Cape Wind’s lease of 46 square miles of Nantucket Sound was reaffirmed this week, even though the project had appeared dead in the water for several years. The decision, filed last Wednesday by the U.S. Department of the Interior’s Bureau of Ocean Energy Management, states that Cape Wind, which proposes to build 130 wind turbines in Horseshoe Shoal, has met the requirements to show that it has taken “all practicable means to avoid or minimize environmental harm.”

The project has been the subject of many legal battles and utilities had canceled their contracts to purchase electricity generated from the turbines.

The approval came despite dozens of letters from political leaders, municipalities, and the Alliance to Protect Nantucket Sound.

“While we certainly support renewable energy, Cape Wind is the wrong project in the wrong location,” stated a letter signed by the entire Cape and Islands legislative delegation. “It has long been mired in controversy because of its conflicted location in the center of Nantucket Sound, as well as the high costs associated with this now outdated project.”

The town of Edgartown, fisheries groups, and the Wampanoag Tribe of Gay Head (Aquinnah) were among the stakeholders who opposed the lease extension, Audra Parker, president and CEO of the Alliance to Protect Nantucket Sound, told The Times.

The alliance had called on the Interior Department to cancel the lease, but the Bureau of Ocean Energy Management found the request to be outside the scope of its review. “We believe they inappropriately constrained their review,” Ms.
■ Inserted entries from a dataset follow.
PR #43, opened 2017-01-10
WIP: Replace mutation observers with patching.

bicknellr:


src/CustomElementInternals.js
```diff
@@ -0,0 +1,294 @@
...
+
+    const definition = this.localNameToDefinition(element.localName);
+    if (!definition) return;
+
+    definition.constructionStack.push(element);
+
+    const constructor = definition.constructor;
+    try {
+      try {
+        let result = new (constructor)();
```
kevinpschaaf: Do these `try`'s add any perf impact?  Could you just de-FUD by A-B testing with/without?

src/CustomElementInternals.js
```diff
@@ -0,0 +1,294 @@
...
+   */
+  addPatch(listener) {
+    this._patches.push(listener);
+  }
+
+  /**
+   * @param {!Node} node
+   */
+  patchTree(node) {
+    Utilities.walkDeepDescendants(node, node => this.patch(node));
```
kevinpschaaf: This can't be implemented as an additional treewalk of the entire world that typically (on good browsers with no "patches") does nothing.... too expensive.  Should be ok to piggy-back on `upgradeTree`.  Even then it seems a little too cute to have a pluggable patching facility-- do you have other use cases than `innerHTML` and `textContent`?  I'd prefer this be done as cheaply as possible and make sure it's viable before we start generalizing and abstracting.

src/DocumentConstructionObserver.js
```diff
@@ -0,0 +1,61 @@
...
+
+  /**
+   * @param {!Array<!MutationRecord>} mutations
+   */
+  _handleMutations(mutations) {
+    // Once the document's `readyState` is 'interactive' or 'complete', all new
+    // nodes created within that document will be the result of script and
+    // should be handled by patching.
+    const readyState = this._document.readyState;
+    if (readyState === 'interactive' || readyState === 'complete') {
```
kevinpschaaf: Why is the disconnection done here (in `_handleMutations`) and not in a "readystatechange` event handler?  Seems like this would double-walk the first script-created elements appended to the document after 'interactive'...?

src/CustomElementInternals.js
```diff
@@ -0,0 +1,294 @@
...
+  }
+
+  /**
+   * @param {!Node} node
+   */
+  patch(node) {
+    if (node[CESymbols.patched]) return;
```
sorvell: Probably best perf if this can immediately bail on failing a boolean check to a flag that is set if instance patching is needed. I think having a set of patches probably suffers from YAGNI.

src/Patch/Document.js
```diff
@@ -0,0 +1,67 @@
...
+export default function(internals) {
+  Utilities.setPropertyUnchecked(Document.prototype, 'createElement',
+    /**
+     * @this {Document}
+     * @param {string} localName
+     * @return {!Element}
+     */
+    function(localName) {
+      const definition = internals.localNameToDefinition(localName);
+      if (definition) {
```
sorvell: Should only customize elements in the main document.

src/Patch/Document.js
```diff
@@ -0,0 +1,67 @@
...
+    /**
+     * @this {Document}
+     * @param {!Node} node
+     * @param {boolean=} deep
+     * @return {!Node}
+     */
+    function(node, deep) {
+      const clone = Native.Document_importNode.call(this, node, deep);
+      internals.patchTree(clone);
+      internals.upgradeTree(clone);
```
sorvell: Again, 2x tree walking is bad.

sorvell: Only the main document should customize.

src/Patch/Document.js
```diff
@@ -0,0 +1,67 @@
...
+     * @return {!Element}
+     */
+    function(namespace, localName) {
+      if (namespace === null || namespace === NS_HTML) {
+        return this.createElement(localName);
+      }
+
+      const result = /** @type {!Element} */
+        (Native.Document_createElementNS.call(this, namespace, localName));
+      internals.patch(result);
```
sorvell: Why must this be patched?

src/Patch/Interface/ParentNode.js
```diff
@@ -0,0 +1,67 @@
...
+    builtIn.prepend.apply(this, nodes);
+
+    for (let i = 0; i < connectedBefore.length; i++) {
+      internals.disconnectTree(connectedBefore[i]);
+    }
+
+    if (Utilities.isConnected(this)) {
+      for (let i = 0; i < nodes.length; i++) {
+        const node = nodes[i];
+        if (node instanceof Element) {
```
sorvell: Don't you have to connect children of added `DocumentFragments`?

src/Patch/Interface/ParentNode.js
```diff
@@ -0,0 +1,67 @@
...
+    builtIn.append.apply(this, nodes);
+
+    for (let i = 0; i < connectedBefore.length; i++) {
+      internals.disconnectTree(connectedBefore[i]);
+    }
+
+    if (Utilities.isConnected(this)) {
+      for (let i = 0; i < nodes.length; i++) {
+        const node = nodes[i];
+        if (node instanceof Element) {
```
sorvell: Again, what about contents of `DocumentFragments`?

src/Patch/Element.js
```diff
@@ -0,0 +1,137 @@
...
+import * as Utilities from '../Utilities';
+
+import PatchParentNode from './Interface/ParentNode';
+import PatchChildNode from './Interface/ChildNode';
+
+/**
+ * @param {!CustomElementInternals} internals
+ */
+export default function(internals) {
+  if (Native.Element_attachShadow) {
```
sorvell: Why is it necessary to patch this?

src/Patch/Element.js
```diff
@@ -0,0 +1,137 @@
...
+  // TODO: Patch instances in browsers without an `Element#innerHTML` descriptor (Early Chrome, IE).
+  if (Native.Element_innerHTML) {
+    Object.defineProperty(Element.prototype, 'innerHTML', {
+      enumerable: Native.Element_innerHTML.enumerable,
+      configurable: true,
+      get: Native.Element_innerHTML.get,
+      set: function(htmlString) {
+        Native.Element_innerHTML.set.call(this, htmlString);
+        internals.patchTree(this);
+        internals.upgradeTree(this);
```
sorvell: Remove double tree walk.

src/Patch/Element.js
```diff
@@ -0,0 +1,137 @@
...
+  }
+
+  Utilities.setPropertyUnchecked(Element.prototype, 'setAttribute',
+    /**
+     * @this {Element}
+     * @param {string} name
+     * @param {string} newValue
+     */
+    function(name, newValue) {
+      const oldValue = Native.Element_getAttribute.call(this, name);
```
sorvell: To improve perf for all these patches, suggest checking first if the element is custom and if not do no other work than calling the native function.

src/Patch/Interface/ChildNode.js
```diff
@@ -0,0 +1,107 @@
...
+    builtIn.before.apply(this, nodes);
+
+    for (let i = 0; i < connectedBefore.length; i++) {
+      internals.disconnectTree(connectedBefore[i]);
+    }
+
+    if (Utilities.isConnected(this)) {
+      for (let i = 0; i < nodes.length; i++) {
+        const node = nodes[i];
+        if (node instanceof Element) {
```
sorvell: What about `DocumentFragment` contents?

src/Patch/Interface/ChildNode.js
```diff
@@ -0,0 +1,107 @@
...
+
+    for (let i = 0; i < connectedBefore.length; i++) {
+      internals.disconnectTree(connectedBefore[i]);
+    }
+
+    if (wasConnected) {
+      internals.disconnectTree(this);
+      for (let i = 0; i < nodes.length; i++) {
+        const node = nodes[i];
+        if (node instanceof Element) {
```
sorvell: What about `DocumentFragment` contents?

src/Patch/Node.js
```diff
@@ -0,0 +1,160 @@
...
+      return nativeResult;
+    });
+
+  Utilities.setPropertyUnchecked(Node.prototype, 'appendChild',
+    /**
+     * @this {Node}
+     * @param {!Node} node
+     * @return {!Node}
+     */
+    function(node) {
```
sorvell: Suggest collapsing the implementation of this with `insertBefore` since append is equivalent to `insertBefore` with no ref node.

src/Patch/Node.js
```diff
@@ -0,0 +1,160 @@
...
+  Utilities.setPropertyUnchecked(Node.prototype, 'cloneNode',
+    /**
+     * @this {Node}
+     * @param {boolean=} deep
+     * @return {!Node}
+     */
+    function(deep) {
+      const clone = Native.Node_cloneNode.call(this, deep);
+      internals.patchTree(clone);
+      internals.upgradeTree(clone);
```
sorvell: Avoid double tree walk.

sorvell: Upgrade only if the clone is owned by the main document.

src/Utilities.js
```diff
@@ -0,0 +1,123 @@
...
+  const reserved = reservedTagList.has(localName);
+  const validForm = /^[a-z][.0-9_a-z]*-[\-.0-9_a-z]*$/.test(localName);
+  return !reserved && validForm;
+}
+
+/**
+ * @private
+ * @param {!Node} node
+ */
+export function isConnected(node) {
```
sorvell: Since this is used to determine if lifecycle should be called, it should only return true if `node` is connected to `window.document`.

src/CustomElementInternals.js
sorvell: It looks like `walkDeepDescendants` includes text nodes. Why are text nodes patched?

src/custom-elements.js
```diff
@@ -8,792 +8,47 @@
...
+  PatchNode(internals);
+  PatchElement(internals);
+
+  /** @type {!CustomElementRegistry} */
+  const customElements = new CustomElementRegistry(internals);
+
+  // If `customElements.documentReady` exists and is a Promise, prevent calls to
+  // define from causing upgrades until `documentReady` has resolved.
+  if (priorCustomElements) {
+    const documentReady = priorCustomElements['documentReady'];
```
sorvell: I think we should change the design of this hook to be a function that can return true or a promise. The reason is that this state is dynamic (lazy loading) and we want it to be synchronous so that upgrades happen synchronously when possible.

src/Utilities.js
```diff
@@ -0,0 +1,123 @@
...
+    node = node.parentNode || (node.nodeType === Node.DOCUMENT_FRAGMENT_NODE ? node.host : undefined);
+  }
+  return node instanceof Document;
+}
+
+/**
+ * @param {!Node} root
+ * @param {!function(!Element)} callback
+ */
+export function walkDeepDescendantElements(root, callback) {
```
kevinpschaaf: I'm not sure the design of "capture tree being added/removed into flat list before running callbacks, then call callbacks on the captured list" that was added in this PR is a good tradeoff of performance for correctness, at least as implemented.

In the V1/current V1 polyfills, the MO record just gave the parent node that was added removed, then it was treewalked and callbacks called during the walk.  This meant that if a connected callback of a parent removed children, those children would not have their connected callbacks called (which is technically incorrect, although they would just be re-disconnected immediately after).

Pre-capturing the list (which is more expensive since you have the added cost of constructing the array then iterating it) seems halfsies -- in the above example it ensures that connected callback _is_ called, but it seems like it will come _after_ the disconnected callback is run, which would be _more_ incorrect since the callbacks come out of order.  To correct this it seems like you'd need an even more correct (and expensive) callback queue, to ensure the callbacks are run in the correct order.  Like we've discussed before I'm ok with exploring that, but in the name of performance and time, it seems like the previous behavior (less correct but not broken, and faster) is a better tradeoff for the MVP changes we need right now.

src/Patch/Document.js
```diff
@@ -0,0 +1,67 @@
...
+import CustomElementInternals from '../CustomElementInternals';
+import * as Utilities from '../Utilities';
+
+import PatchParentNode from './Interface/ParentNode';
+
+/**
+ * @param {!CustomElementInternals} internals
+ */
+export default function(internals) {
+  Utilities.setPropertyUnchecked(Document.prototype, 'createElement',
```
kevinpschaaf: As discussed, these three methods need to check for `this === window.document` before customizing.

src/Utilities.js
```diff
@@ -0,0 +1,123 @@
...
+      }
+
+      if (!next || context === root) return;
+
+      walker.currentNode = next;
+      walker.previousNode();
+      continue;
+    }
+
+    const shadowRoot = element[CESymbols.shadowRoot];
```
kevinpschaaf: Why not just `element.shadowRoot`? Why patch attachShadow and store it off on a different name?

src/CustomElementInternals.js
```diff
@@ -0,0 +1,294 @@
...
+    }
+  }
+
+  /**
+   * @param {!Element} element
+   */
+  connectedCallback(element) {
+    if (element[CESymbols.state] === CEState.custom) {
+      const definition = element[CESymbols.definition];
+      if (definition && definition.connectedCallback) {
```
bicknellr: `definition` is always defined if the element is custom

src/DocumentConstructionObserver.js
bicknellr: (use `takeRecords`?)

src/Patch/Document.js
```diff
@@ -0,0 +1,67 @@
...
+  Utilities.setPropertyUnchecked(Document.prototype, 'createElementNS',
+    /**
+     * @this {Document}
+     * @param {?string} namespace
+     * @param {string} localName
+     * @return {!Element}
+     */
+    function(namespace, localName) {
+      if (namespace === null || namespace === NS_HTML) {
+        return this.createElement(localName);
```
bicknellr: This should use `Native.Document...` instead of `this` to call `createElement`.

src/Patch/Element.js
bicknellr: (from offline) This is for closed shadow roots.

src/Utilities.js
```diff
@@ -0,0 +1,123 @@
...
+  return !reserved && validForm;
+}
+
+/**
+ * @private
+ * @param {!Node} node
+ */
+export function isConnected(node) {
+  // Use `Node#isConnected`, if defined.
+  const nativeValue = node.isConnected;
```
bicknellr: (from offline) Native `isConnected` returns true if the element has a deep root that is *any* document, but `{dis}connectedCallback` should only be called if the element moves in and out of (the main document and html import documents of connected links (?)). Relevant documents need to be marked when crawling in `upgradeTree`.

src/Utilities.js
```diff
@@ -0,0 +1,123 @@
...
+      }
+    }
+  } while (walker.nextNode());
+}
+
+/**
+ * @param {!Node} root
+ * @param {!function(!Node)} callback
+ */
+export function walkDeepDescendants(root, callback) {
```
bicknellr: Remove this because text nodes aren't being patched.

src/CustomElementInternalSymbols.js
```diff
@@ -0,0 +1,7 @@
+const randomString = Math.random().toString(32).substring(2);
+
+export const state = '_CE_state_' + randomString;
+export const definition = '_CE_definition_' + randomString;
+export const shadowRoot = '_CE_shadowRoot_' + randomString;
+export const documentLoadHandled = '_CE_documentLoadHandled_' + randomString;
+export const patched = '_CE_patched_' + randomString;
```
bicknellr: This should be fixed now. I added externs for these names so that closure doesn't mangle them and I just reference them directly, rather than with `[]`.

src/CustomElementInternals.js
```diff
@@ -0,0 +1,294 @@
...
+  upgradeTree(root, visitedImports) {
+    if (!visitedImports) {
+      visitedImports = new Set();
+    }
+
+    const elements = [];
+
+    const gatherElements = element => {
+      if (element.localName === 'link' && element.getAttribute('rel') === 'import') {
+        if (visitedImports.has(element)) return;
```
bicknellr: This should be fixed.

src/Utilities.js
bicknellr: `isConnected` is true as long as a node's shadow-including root is a document but I've also updated this to bail out early if we hit an import's root node (a document in native, an element which I've marked with a flag in the polyfill).

src/CustomElementRegistry.js
```diff
@@ -0,0 +1,163 @@
...
+    if (!Utilities.isValidCustomElementName(localName)) {
+      throw new SyntaxError(`The element name '${localName}' is not valid.`);
+    }
+
+    if (this._internals.localNameToDefinition(localName)) {
+      throw new Error(`A custom element with name '${localName}' has already been defined.`);
+    }
+
+    if (this._elementDefinitionIsRunning) {
+      throw new Error('A custom element is already being defined.');
```
bicknellr: yup

src/Patch/Document.js
bicknellr: This should be fixed. I mark documents that are meant to be associated with the registry with a flag and only customize elements if they're created in the context of one of those documents.

src/Patch/Element.js
bicknellr: These should be fixed in both of each `setAttribute` and `removeAttribute`.

src/Utilities.js
```diff
@@ -0,0 +1,123 @@
...
+  // Use `Node#isConnected`, if defined.
+  const nativeValue = node.isConnected;
+  if (nativeValue !== undefined) {
+    return nativeValue;
+  }
+
+  while (node && !(node instanceof Document)) {
+    node = node.parentNode || (node.nodeType === Node.DOCUMENT_FRAGMENT_NODE ? node.host : undefined);
+  }
+  return node instanceof Document;
```
bicknellr: [Any document apparently works](https://dom.spec.whatwg.org/#connected), which is kind of weird since you get `connectedCallback` when connecting a custom element to any script-created document.

src/Patch/Document.js
bicknellr: This should be fixed now.

src/Utilities.js
bicknellr: Ignore the comment above, `{,dis}connectedCallback` always gets called when `isConnected` changes.

src/CustomElementInternals.js
bicknellr: It only patches elements now, I still need to merge `patchTree` into `upgradeTree`.

src/CustomElementInternals.js
```diff
@@ -0,0 +1,294 @@
...
+        if (element.import instanceof Node) {
+          Utilities.walkDeepDescendantElements(element.import, gatherElements);
+        } else {
+          element.addEventListener('load', () => {
+            const doc = element.import;
+
+            if (doc[CESymbols.documentLoadHandled]) return;
+            doc[CESymbols.documentLoadHandled] = true;
+
+            this.upgradeTree(document);
```
bicknellr: This should be fixed.

src/CustomElementInternals.js
bicknellr: I've added a flag that gets flipped on the first call to `addPatch`, so both `patchTree` and `patch` should bail if there's nothing to do. I'd prefer not to have to put all the patches in one place; ideally they would be grouped with all the other (non-instance) patches that are being applied to a particular prototype. (`innerHTML` defined in the same place as other patches for Element and `textContent` with Node, if it ends up being necessary.)

src/Patch/Document.js
bicknellr: Probably not necessary? I'm not sure `innerHTML` is even well defined enough to know what should happen when `innerHTML` is read/written on elements in other namespaces. However, given that `innerHTML` is on the Element prototype - as opposed to HTMLElement - I think patching this would be more correct.

src/Patch/Document.js
bicknellr: Upgrades should only happen in the context of documents with an associated registry now. Still need to avoid the double walk.

src/Patch/Node.js
bicknellr: Upgrades should only happen in the context of documents with an associated registry now. Still need to avoid the double walk.

src/Utilities.js
```diff
@@ -0,0 +1,123 @@
...
+    callback(element);
+
+    // Ignore descendants of link elements to prevent attempting to traverse
+    // elements created by the HTML Imports polyfill. When upgrading a tree,
+    // `CustomElementInternals#upgradeTree` by walks the `import` property of
+    // import links, which will point to either the true imported document
+    // (native) or the descendant containing the elements created to emulate the
+    // imported document (polyfill).
+    if (element.localName === 'link') {
+      let context = element;
```
bicknellr: I think it should be `walker.currentNode = element.lastChild || element` (in case the link has no children). But yes, it looks like this whole section is unnecessary.

src/Utilities.js
bicknellr: This is also for closed shadow roots.

src/Utilities.js
bicknellr: fixed

src/DocumentConstructionObserver.js
```diff
@@ -0,0 +1,61 @@
...
+    /**
+     * @type {MutationObserver|undefined}
+     */
+    this._observer = undefined;
+
+
+    // Simulate tree construction for all currently accessible nodes in the
+    // document.
+    this._internals.patchTree(this._document);
+    this._internals.upgradeTree(this._document);
```
bicknellr: This should be fixed now, `upgradeTree` now attempts to patch elements before upgrading.

src/DocumentConstructionObserver.js
```diff
@@ -0,0 +1,61 @@
...
+    if (readyState === 'interactive' || readyState === 'complete') {
+      this._observer.disconnect();
+    }
+
+    for (let i = 0; i < mutations.length; i++) {
+      const addedNodes = mutations[i].addedNodes;
+      for (let j = 0; j < addedNodes.length; j++) {
+        const node = addedNodes[j];
+        this._internals.patchTree(node);
+        this._internals.upgradeTree(node);
```
bicknellr: (also fixed)

src/Patch/Document.js
bicknellr: (double walk fixed)

src/Patch/Element.js
bicknellr: (fixed)

src/Patch/Node.js
bicknellr: (double walk fixed)

src/CustomElementInternals.js
bicknellr: Patching now happens during upgrades.

src/CustomElementInternals.js
```diff
@@ -0,0 +1,294 @@
...
+    if (Utilities.isConnected(element)) {
+      this.connectedCallback(element);
+    }
+  }
+
+  /**
+   * @param {!Element} element
+   */
+  connectedCallback(element) {
+    if (element[CESymbols.state] === CEState.custom) {
```
bicknellr: Fixed; I'm not a fan of this though.

src/custom-elements.js
bicknellr: I put this in [a separate PR](https://github.com/webcomponents/custom-elements/pull/54) based off of this branch, just to make sure the API is what you're expecting.

src/Utilities.js
```diff
@@ -55,26 +54,16 @@ export function walkDeepDescendantElements(root, callback) {
...
-      while (!next && context !== root) {
-        context = context.parentNode;
-        next = context.nextSibling;
-      }
-
-      if (!next || context === root) return;
-
-      walker.currentNode = next;
-      walker.previousNode();
+      walker.currentNode = element.lastChild || element;
```
kevinpschaaf: Whoops, looks like this didn't work.  It'll still plunge into children of the link's last child, which is not what we want.  Sorry!!

This seems simpler than the old way:

```js
while (element.lastChild) {
  element = element.lastChild;
}
walker.currentNode = element;
```

src/custom-elements.js
```diff
@@ -28,18 +28,21 @@ if (!priorCustomElements || priorCustomElements['forcePolyfill']) {
...
   /** @type {!CustomElementRegistry} */
   const customElements = new CustomElementRegistry(internals);
 
   // If `customElements.documentReady` exists and is a Promise, prevent calls to
   // define from causing upgrades until `documentReady` has resolved.
-  if (priorCustomElements) {
+  if (priorCustomElements && priorCustomElements['documentReady']) {
     const documentReady = priorCustomElements['documentReady'];
-    if (documentReady && documentReady.then instanceof Function) {
+    if (documentReady.then instanceof Function) {
```
kevinpschaaf: Hopefully you just haven't gotten to it yet, but just to capture what we discussed last week, the API & logic for `documentReady` needs to match the `master` version of the v1 polyfill to meet backwards-compatible timing guarantees:
* `documentReady` can't be a promise because it needs to be able to return synchronously if it is ok to upgrade elements, so that `customElements.define('x-foo', XFoo); assert.true(document.querySelector('x-foo') instanceof XFoo);` passes if there are no imports in flight.
* `customElements.define` needs to _call_ `documentReady` (should debounce so that only one upgrade treewalk happens if multiple `defines` occur when imports are in flight)
* `whenDefined` promises should resolve only once any treewalk pending on `domcumentReady` are resolved.

Please see the logic here: https://github.com/webcomponents/custom-elements/blob/master/src/custom-elements.js#L351-L366

src/CustomElementRegistry.js
```diff
@@ -101,7 +100,7 @@ export default class CustomElementRegistry {
     this._internals.setDefinition(localName, definition);
 
     if (this._upgradeOnDefine) {
-      this._internals.upgradeTree(document);
+      this._internals.patchAndUpgradeTree(document);
```
kevinpschaaf: See https://github.com/webcomponents/custom-elements/pull/43/files/d3c10972dee961702ab5248dc871416207d339c0..2f22e61d91e1f2ef8be6c5bbb53d6a702ecb819b#r97923523; this is the work that needs to be gated on a debounced _call_ to `documentReady` (rather than checking a flag). The function call as opposed to a flag is important so that imports polyfill can synchronously check for newly added imports.

src/custom-elements.js
bicknellr: Sorry I didn't notice this comment earlier, I put this change in a PR #54, PTAL. I think the API matches what you've described:
- If the callback is defined, `customElements.define` will call the callback with a function; this function can be used to trigger the document walk.
```javascript
window.customElements = {
  flushCallback: function(doFlush) {
    otherThing.doFlush = doFlush;
  },
};
// ... custom elements polyfill runs here ...
customElements.define('element-a', class extends HTMLElement {});
// Synchronously during the above call, `flushCallback` is called with a function.
```
- If multiple calls to `customElements.define` occur, only the first will cause the callback to be called (with the function).
```javascript
// .. continuing from above.
customElements.define('element-b', class extends HTMLElement {});
//`flushCallback` is *not* called.
```
- If the function *given* to the callback is called to trigger a document walk, the *next* `customElements.define` call will again call the callback (giving the document-walk-triggering function).
```javascript
// .. continuing from above.
otherThing.doFlush();
// ^^ This causes the document to be walked and promises given by `whenDefined`
// for 'element-a' and 'element-b' to be resolved.
customElements.define('element-c', class extends HTMLElement {});
// `flushCallback` is called with the upgrade-triggering function again.
```
I don't think we discussed how to disable this, so the way I handle this is to provide a function called `customElements.polyfillSetFlushCallback` that you can use to add / change / remove the callback. Giving it a function starts using that function as the callback; giving it `undefined` automatically flushes anything that was delayed and stops using the last callback. Similar to `forcePolyfill`, if a property named `flushCallback` exists on a global object called `customElements` when the polyfill starts up, it will use this function initially.
```javascript
// .. continuing from above.
customElements.polyfillSetFlushCallback(undefined);
// ^^ The document is walked and promises for 'element-c' are resolved.
// Later calls to `customElements.define` do *not* call the callback and, instead,
// they synchronously walk the document and resolve `whenDefined` promises.
```

bicknellr: FYI, DOM operations that would cause an element to be constructed or a tree to be crawled for upgrades (`importNode`, `createElement`, setting `innerHTML`) that occur when this delayed-document-walk thing is happening will still happen. The definition itself hasn't been blocked, just the associated full-document walk and `whenDefined` promise resolution.

src/Utilities.js
bicknellr: Good catch; should be fixed now.

src/Utilities.js
```diff
@@ -0,0 +1,129 @@
...
+  // Use `Node#isConnected`, if defined.
+  const nativeValue = node.isConnected;
+  if (nativeValue !== undefined) {
+    return nativeValue;
+  }
+
+  /** @type {?Node|undefined} */
+  let current = node;
+  while (current && !(current.__CE_isImportDocument || current instanceof Document)) {
+    current = current.parentNode || (current instanceof ShadowRoot ? current.host : undefined);
```
valdrinkoshi: `instanceof ShadowRoot` fails on browsers w/o `window.ShadowRoot` (e.g. IE11)

bower.json
```diff
@@ -16,7 +16,10 @@
...
   "ignore": [],
   "devDependencies": {
-    "web-component-tester": "^4.0.1",
-    "webcomponentsjs": "webcomponents/webcomponentsjs#^0.7.22"
+    "web-component-tester": "6.0.0-prerelease.3",
+    "webcomponentsjs": "webcomponents/webcomponentsjs#gulp-all-the-things",
+    "webcomponents-platform": "webcomponents/platform#master",
+    "es6-promise": "stefanpenner/es6-promise#^4.0.0",
+    "html-imports": "webcomponents/html-imports#remove-timeout"
   }
```
valdrinkoshi: Wrong dependency here, should be master

bicknellr: Thanks, updated!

Parker said.

In all, the Interior Department received 581 submissions on the proposed lease extension. It considered only those that were within the scope of looking at issues like “bedrock integrity” and “moving boulders and boulder mitigation,” among other things, according to the decision.

Cape Wind remains a threat, Parker said. “It’s an ongoing threat as long as Cape Wind holds a long-term lease. It’s valid through 2041, which means Cape Wind could sell the rights to another developer.” The project’s social media feeds had been dormant since 2015, which is about the time that its power purchase agreements ended.

Jim Gordon, the president of Cape Wind, could not be reached for comment. In August, he told The Times that the project remains viable and was awaiting the lease decision.

The Interior Department wrote that its “decision was reached after careful and thorough analysis of the sea floor and its ability to support the wind turbine generators presented.” Cape Wind proposes to use “technology that is currently available, technically feasible, and economically viable, that can interconnect with and deliver electricity to the New England Power Pool.” Without the wind energy, the region’s reliance of fossil fuel plants will grow, the decision concluded.

Ms. Parker said the federal review should have included projects that have emerged since Cape Wind originally received its lease in 2010. Leases have been issued to three other companies for offshore wind projects 15 miles off the south coast of Martha’s Vineyard, for example.

 

“In 2009, they were few and far between,” she said. “Now there are a number alternative sites leased, and they should have looked at those and the cumulative impact of those projects.”

Ms. Parker could not say what action her group might take. “We need to evaluate next steps,” she said. “Our goal is to have the lease ended, and we’ll take any necessary steps to do that.”